Bridge between Pharo and Keras

KerasBridge gives Pharo developers the capability of using Keras neural network python library directly from Pharo.

Getting Started

First, you need to install Python, we recommend you to look at Python bridge. In particular, you need Python3.6 (Python3.7 is not compatible with Tensorflow yet), Pipenv and a Pharo6.1 or newer image.

Second, you need to run in your image:

Metacello new
    baseline: 'KerasBridge';
    repository: 'github://ObjectProfile/KerasBridge/src';

If this fails refer to the troubleshooting section of the PythonBridge documentation. Though remember that the pipenv environment of the KerasBridge is different from the base PythonBridge, therfore, all commands should be performed on Keras class and KerasBridge repository.

First neural network

The following code snippet creates a neural network that learns to compute the XOR operation.

Keras do: [ 
    x := #(#(0 0) #(0 1) #(1 0) #(1 1)).
    y := #((0) (1) (1) (0)).

    model := KSequentialModel inputs: 2.
    model addLayer: (KDenseLayer neurons: 8 activation: KTanh).
    model addLayer: (KDenseLayer neurons: 1).
    model addLayer: (KActivationLayer activation: KSigmoid).
        compileLoss: KBinaryCrossentropy 
        optimizer: KAdam default 
        metrics: { KBinaryAccuracy }.
    (model fit: x labels: y epochs: 700) waitForValue ]

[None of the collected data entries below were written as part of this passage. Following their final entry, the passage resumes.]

PR #1089, opened 2018-12-12
Set min_qod=0 for "removed" filter in PowerFilter

swaterkamp:
Removing a filter should result in all results being shown. min_qod>0
reduces the number of results and should have been changed when
introducing the "remove filter" functionality already.


swaterkamp:
I was made aware that changing the min_qod might cause some trouble if there are too many results resulting from this, therefore I'm closing this PR.

PR #1108, opened 2018-12-21
Move named filter creation from powerfilter to filterdialog

swaterkamp:


swaterkamp:
The flow of props is really messy. I'd like to postpone changing it, though, because it's a bigger story that might break a lot right before the feature freeze for GOS 5.

gsa/src/web/pages/reports/filterdialog.js
```diff
@@ -122,12 +131,24 @@ const ReportFilterDialogComponent = ({
         onSortByChange={onSortByChange}
       />
 
+      {capabilities.mayCreate('filter') &&
+        <CreateNamedFilterGroup
+          filter={filter}
+          filterName={filterName}
+          filterNameValid={filterNameValid}
```
bjoernricks: I am really unsure about the filter name valid code because

* The displayed message is about missing name and the prop is about a valid name
* The filter group could check for the filter name by itself
* Saving could be disable if the input doesn't contain a name (as it was before with the powerfilter)
* Saving without a name could issue an error which is displayed in a more general error handling part like with the SaveDialog
* filterNameValid is set to true as default which isn't really the case in the initial rendering where the name is missing. So maybe using filterNameInvalid would be better

gsa/src/web/components/powerfilter/createnamedfiltergroup.js
```diff
@@ -0,0 +1,90 @@
...
+`;
+
+const CreateNamedFilterGroup = ({
+  filter,
+  filterName,
+  filterNameValid = true,
+  saveNamedFilter,
+  onValueChange,
+}) => {
+  return (
```
bjoernricks: Function component could be simplified by removing the return statement.

gsa/src/web/components/powerfilter/createnamedfiltergroup.js
```diff
@@ -0,0 +1,90 @@
...
+      </Divider>
+    </StyledLayout>
+  );
+};
+
+CreateNamedFilterGroup.propTypes = {
+  filter: PropTypes.filter.isRequired,
+  filterName: PropTypes.string,
+  filterNameValid: PropTypes.bool,
+  saveNamedFilter: PropTypes.bool,
```
bjoernricks: saveNamedFilter should be required or set to a default.

gsa/src/web/components/powerfilter/createnamedfiltergroup.js
```diff
@@ -0,0 +1,90 @@
...
+            {_('Please insert a name for the new filter')}
+          </Div>
+        }
+      </Divider>
+    </StyledLayout>
+  );
+};
+
+CreateNamedFilterGroup.propTypes = {
+  filter: PropTypes.filter.isRequired,
```
bjoernricks: Is the filter available on the initial rendering?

The first line Keras do: [ ... ] initializes the Python process, executes the code in the block and then ensures the destruction of the python process to prevent having zombies. This could be replaced by using start and stop methods.

Keras start.
Keras stop.

The x and y variables corresponds to the training data and the labels.

model := KSequentialModel inputs: 2. creates a Keras Sequential model.

model addLayer: (KDenseLayer neurons: 8 activation: KTanh). creates a new Dense layer with 8 neurons and a Tanh activation function, and adds it to the model.

model addLayer: (KActivationLayer activation: KSigmoid). creates a new Activation layer with a Sigmoid activation function. Then it adds the layer to the model.

model compileLoss: KBinaryCrossentropy optimizer: KAdam default metrics: { KBinaryAccuracy }. compiles the model using BinaryCrossentropy loss function, the Adam optimizer and the BinaryAccuracy metric.

model fit: x labels: y epochs: 700 train the model using x data with y labels for 700 epochs. This method returns a promise expecting the training history, if you want to wait for the result of the computation send the promise the message waitForValue.